Exercise objective → Copy the lines below verbatim, but only from the line containing "Full support (gast" through the end of the data.

Material provided →
PR #60, opened 2020-07-08
For loops

jackdavidweber:
Full support (gast to code and code to gast) for forRange and forOf statements in javascript and python.

### For Range:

Answer space →
Full support (gast to code and code to gast) for forRange and forOf statements in javascript and python.

### For Range:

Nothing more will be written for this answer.